Docking at one of the islands and being cheerily greeted in the local language of Aymara, Zoe and I explored the approximately 1,000 square foot island, which was just a bit larger than my old apartment in San Francisco.  Perhaps even more surprising than the fact that these islands actually float, was seeing the juxtaposition of modern technology and an ancient culture.  Looking up at the metallic structures on top of each of the nine thatched roofs I thought, “these can’t be what I think they are”, but again, I was wrong (an ongoing theme!).  The tour guide explained that almost all the islands of Los Uros are powered using solar technology.  Adding to the islands “green theme”, the guide also informed us that the boats these communities use to travel from island to island are made using used plastic water bottles, which are placed inside the woven reeds and act as floatation devices.  As I watched a small girl in the local dress of a top hat and large skirt pop in a CD for us visitors to enjoy, I marveled at the reaches of globalization. 

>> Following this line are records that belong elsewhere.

PR #1972, opened 2018-01-05
Fix to use CVSRepository getRepoCommand() in test

idodeclare:
Hello,

Please consider for integration this tiny patch to fix `CVSRepositoryTest` to use `CVSRepository getRepoCommand()`, so that the test uses a developer's environment override of `cvs` command.

Thank you.

### DIFF
--- a/test/org/opensolaris/opengrok/history/CVSRepositoryTest.java
+++ b/test/org/opensolaris/opengrok/history/CVSRepositoryTest.java
@@ -19,6 +19,7 @@
 
 /*
  * Copyright (c) 2008, 2017, Oracle and/or its affiliates. All rights reserved.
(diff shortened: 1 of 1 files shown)


tarzanek:
weird, I thought repo init will init the SCM command from -d variables ...
(but perhaps cvs needs a fix in this regard)

I can merge this(didn't look at how we do it for other repos and whether the logic to isolate overrides from within repos works well for all SCM providers), so I hope my trust here is OK and you did verify the others ;)

I know that for e.g. git or hg this override works well (since I override them on windows dev env with -d to fit custom binaries on windows)

tarzanek:
merging, let's see if I am wrong or not :)

idodeclare:
Yes it was just this test that was running a non-overridden command. Thank you, Lubos!

Issue #1801, opened 2017-10-03
RESTful API for Messages


noorflex:
is there a json API which gives me list of all projects which i can display in my interface.

vladak:
The existing web services (https://github.com/OpenGrok/OpenGrok/wiki/OpenGrok-web-services) are more tailored for searching. You can use `Messages` script to get the list of projects remotely however exposing the listening port to anyone is not a wise choice as this can be used to write configuration. Marking as enhancement - feel free to submit a pull req.

vladak:
Ideally the code in `ProjectMessage.java` should be refactored and used for web services API.

vladak:
Also, it's not clear to me whether currently the web services API is going through authorization code. @tulinkry ?

vladak:
The other thing to solve is how to authorize the project (non-search) related requests.

tulinkry:
It does the authorization

https://github.com/OpenGrok/OpenGrok/blob/7ccbd27804c2eaf410b0350e5a385587c941bb65/src/org/opensolaris/opengrok/web/JSONSearchServlet.java#L119-L123

and

https://github.com/OpenGrok/OpenGrok/blob/master/src/org/opensolaris/opengrok/search/SearchEngine.java#L259-L296

noorflex:
Right, Existing web services are for searching, but to limit the scope of search to a subset of project (e.g one set of Branch out of many branches) will give more control to search.

PR #1975, opened 2018-01-11
Mirroring scripts

vladak:
This set of changes adds a bunch of Python scripts to synchronize SCM repositories (git, Mercurial, CVS, SVN, Teamware are supported) with their parents/upstream. Plus pre-requisite changes to Messages.

The main `mirror.py` script is supposed to be run per-project via the already existing `sync.py` script.


tools/Messages
```diff
@@ -98,6 +100,10 @@ Usage()
     echo "       - \"list-indexed\" - list indexed projects"
     echo "       - \"get-repos\" - get list of repositories in the form of relative paths to source root for given project(s)"
     echo "       - \"get-repos-type\" - get repository type(s) for given project(s)"
+    echo "    repository:"
+    echo "     - repository paths relative to source root are specified as <tags>"
+    echo "     - command is specified in message <text>:"
+    echo "       - \"get-repo-type\" - returns type of the repository or \"N/A\""
```
tulinkry: Update the main README as well

vladak: fixed

vladak:
I found a Pythonista in the company to do additional (sic!) review for the python scripts, still need someone to look at the Messages changes. Also, I will probably switch our production instance to these scripts to give it additional testing.

src/org/opensolaris/opengrok/configuration/messages/ConfigMessage.java
```diff
@@ -209,6 +211,53 @@ protected void invokeSetter(Configuration config, String field, String value) th
...
 
+    /**
+     * Invokes a getter of a property on the configuration object.
+     * 
+     * @param config configuration object
+     * @param field string with field name
+     * @return string representation of the field value
+     * @throws java.io.IOException 
+     */
+    protected String invokeGetter(Configuration config, String field) throws IOException {
```
tulinkry: this may be a candidate for a util function along with invokeSetter

src/org/opensolaris/opengrok/configuration/messages/ConfigMessage.java
```diff
@@ -17,7 +17,7 @@
  * CDDL HEADER END
  */
 
- /*
+/*
  * Copyright (c) 2017, 2017, Oracle and/or its affiliates. All rights reserved.
```
tulinkry: copyright

src/org/opensolaris/opengrok/configuration/messages/ConfigMessage.java
```diff
@@ -252,6 +301,7 @@ public void validate() throws Exception {
         if (toInteger(hasTag("setconf"))
                 + toInteger(hasTag("getconf"))
                 + toInteger(hasTag("auth"))
+                + toInteger(hasTag("get"))
                 + toInteger(hasTag("set")) > 1) {
             throw new Exception("The message tag must be either setconf, getconf, auth or set");
```
tulinkry: + get

src/org/opensolaris/opengrok/configuration/messages/ProjectMessage.java
```diff
@@ -17,7 +17,7 @@
  * CDDL HEADER END
  */
 
- /*
+/*
  * Copyright (c) 2017, Oracle and/or its affiliates. All rights reserved.
```
tulinkry: copy

src/org/opensolaris/opengrok/configuration/messages/RepositoryMessage.java
```diff
@@ -0,0 +1,94 @@
...
+public class RepositoryMessage extends Message {
+    
+    @Override
+    protected byte[] applyMessage(RuntimeEnvironment env) throws Exception {
+        String ret = null;
+        String msgtext = getText();
+        
+        switch (msgtext) {
+            case "get-repo-type":
+                List<String> types = new ArrayList<>();
```
tulinkry: maybe a linked list? or array list with known capacity? to reduce the unnecessary overhead

src/org/opensolaris/opengrok/configuration/messages/RepositoryMessage.java
```diff
@@ -0,0 +1,94 @@
...
+                            types.add(ri.getType());
+                            found = true;
+                            break;
+                        }
+                    }
+                    if (!found) {
+                        types.add("N/A");
+                    }
+                }
+                ret = types.stream().collect(Collectors.joining("\n")).toString();
```
tulinkry: just some thoughts..

this gives for a message with tags
`-t opengrok -t opengrok-master -t nothing`
the result
```
git
git
N/A
```

isn't something like
```
opengrok: git
opengrok-master: git
nothing: N/A
```
better?
or some json?

src/org/opensolaris/opengrok/configuration/messages/RepositoryMessage.java
```diff
@@ -0,0 +1,94 @@
...
+
+    /**
+     * Validate the message.
+     * Tag is repository path, text is command.
+     * @throws Exception 
+     */
+    @Override
+    public void validate() throws Exception {
+        String command = getText();
+        Set<String> allowedText = new TreeSet<>(Arrays.asList("get-repo-type"));
```
tulinkry: allowedTexts

test/org/opensolaris/opengrok/configuration/messages/ProjectMessageTest.java
```diff
@@ -17,7 +17,7 @@
  * CDDL HEADER END
  */
 
- /*
+/*
  * Copyright (c) 2017, Oracle and/or its affiliates. All rights reserved.
  * Portions Copyright (c) 2017, Chris Fraire <cfraire@me.com>.
```
tulinkry: 18

test/org/opensolaris/opengrok/configuration/messages/RepositoryMessageTest.java
```diff
@@ -0,0 +1,144 @@
...
+    
+    RuntimeEnvironment env;
+
+    private static TestRepository repository = new TestRepository();
+    
+    @Before
+    public void setUp() throws IOException {
+        Assume.assumeTrue(new MercurialRepository().isWorking());
+        Assume.assumeTrue(new SubversionRepository().isWorking());
+        Assume.assumeTrue(new GitRepository().isWorking());
```
tulinkry: I think I included the repeateable conditional rule for this, can you try it?

test/org/opensolaris/opengrok/configuration/messages/RepositoryMessageTest.java
```diff
@@ -0,0 +1,144 @@
...
+
```
tulinkry: do you need git and subversion in this test?

vladak:
For the record, here are the python comments:

(11:25:01) timf: vladimir.kotal: platform/solaris/ips/create.sh looks pretty antiquated. You really should replace that with a single p5m manifest and pkgsend publish
(11:25:15) timf: rather than publishing via repeated pkgsend add actions
(11:37:09) timf: tools/sync/hook.py looks a bit weird too. There's a 'cwd' parameter for popen call, so you're kinda going the long way around here.
(11:37:46) jan.parcel left the room.
(11:41:13) timf: tools/sync/mirror.py line 140, no need for the '+' at the end of the line
(11:41:28) timf: string literals continued across lines are automatically concatenated.
(11:42:17) timf: line 151, and elsewhere I'd use double quotes rather than single quotes - generally, just pick a style and stick with it.
(11:43:25) timf: line 184, no spaces between the name, the equals sign and the value. eg. good: parm_name=param_value, bad: param_name = param_value
(11:45:18) timf: line 237 should probably be log.error rather than log.debug
(11:49:38) timf: tools/sync/teamware.py a bit of extra safety might be to verify that os.path.isdir(command) before proceeding.
(11:50:19) timf: line 43, copy/paste coding s/hg_command/bringover_command/
(11:53:48) timf: tools/sync/utils.py def which(..) can be replaced by shutil.which(..) if you're guaranteed to have python3.
(11:53:48) timf: >>> import shutil
>>> shutil.which("cc")
'/opt/solarisstudio12.4/bin/cc'
>>> 

(11:58:28) timf: line 28, os.mkdir should perhaps be os.makedirs, so as to make any intermediate dirs along the way
(12:00:42) timf: the get_dict_val function seems a bit weird, not wrong, just.. odd.  (you know you can do dictionary.get(key) and it'll return None if the key doesn't exist, or dictionary.get(key, default) and it'll return default if key doesn't exist)
(12:00:55) timf: ok, I'm done.  Generally, nothing too weird there.

tarzanek:
looking forward to try it out once merged, thank you Vlad :)

src/org/opensolaris/opengrok/configuration/messages/ConfigMessage.java
vladak: fixed, hopefully we won't have to deal with this anymore soon.

src/org/opensolaris/opengrok/configuration/messages/ConfigMessage.java
vladak: you mean moving this to `org.opensolaris.opengrok.util` as a utility class ? or possibly to `Configuration.java` ?

tulinkry: t thought more about a new utility class but you decide both is better than have it here

tulinkry: or maybe if you extract this to the ClassUtils and make it more generic (for any object and not just for configuration) and then you can delegate these calls from here. How about that?

vladak: yep, that's what I did.

src/org/opensolaris/opengrok/configuration/messages/ConfigMessage.java
vladak: fixed by rewriting this test

src/org/opensolaris/opengrok/configuration/messages/ProjectMessage.java
vladak: fixed

src/org/opensolaris/opengrok/configuration/messages/RepositoryMessage.java
vladak: used specified initial capacity

src/org/opensolaris/opengrok/configuration/messages/RepositoryMessage.java
vladak: fixed

test/org/opensolaris/opengrok/configuration/messages/ProjectMessageTest.java
vladak: fixed

src/org/opensolaris/opengrok/configuration/messages/RepositoryMessage.java
vladak: okay, will use the colon separated output.

I will save JSON output for #1801.

test/org/opensolaris/opengrok/configuration/messages/RepositoryMessageTest.java
vladak: these are not needed, removed.

vladak:
@tarzanek I am a bit worried about the Python scripts having hardcoded Python 3.4 so might not run on anything else (3.5) even if it could.

tarzanek:
d'oh ... so once again the history repeats and the same language is not compatible with its own old versions?

vladak:
Well, python 2 and python 3 are different languages. This is not C. That
said, I can probably make the script headers use Python 3 or even generic
Python (since the script have embedded version checks) and hope it will run
on all 3.x.

Dne 16. 1. 2018 6:04 odp. napsal uživatel "Lubos Kosco" <
notifications@github.com>:

tulinkry:
how about /usr/bin/env python3 ? this should lead to the recent version of python3 on the system, or?

vladak:
I was thinking about `python3` however that would not work on Solaris. And the most recent version guarantee does not universally hold true.

tulinkry:
you can add a check in the code that the version is atleast 3 and throw an exception?

vladak:
The version check is already present however this is still not going to work on a system which has both Python 2 and 3 but `/usr/bin/python` points to Python 2.

tulinkry:
Ok I didn't see it

vladak:
I will just bite the bullet and use `python3` at the expense of having to create `python3` symlink on systems that do not have it.

tarzanek:
I agree, since it seems most OSes have python3 symlink, no ?

thnx
L

vladak:
- Ubuntu has the symlink
- macOS has the symlink if Python 3.x was installed from Homebrew
- Solaris does not have it

tulinkry:
yes I am for python3

tarzanek:
windows also doesn't have it, but I am OK with Ubuntu(Debian) and macOS :)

After returning to the mainland and going to the office on Monday morning, I let the loan officers of the Microfinance Institution (MFI), Manuela Ramos, where I’ve been volunteering, know that I finally made it out on the lake.  They asked me if I bought any artesian arts and crafts and informed me that many of these artesian workers are entrepreneurs of Manuela Ramos and are part of community banks that take out loans in order to buy supplies in bulk in Puno and increase their profits.  After seeing the solar panels and the impressive organization of the community of islands, I wasn’t surprised and was certainly pleased that microfinance too had found a way to merge with the culture of Los Uros.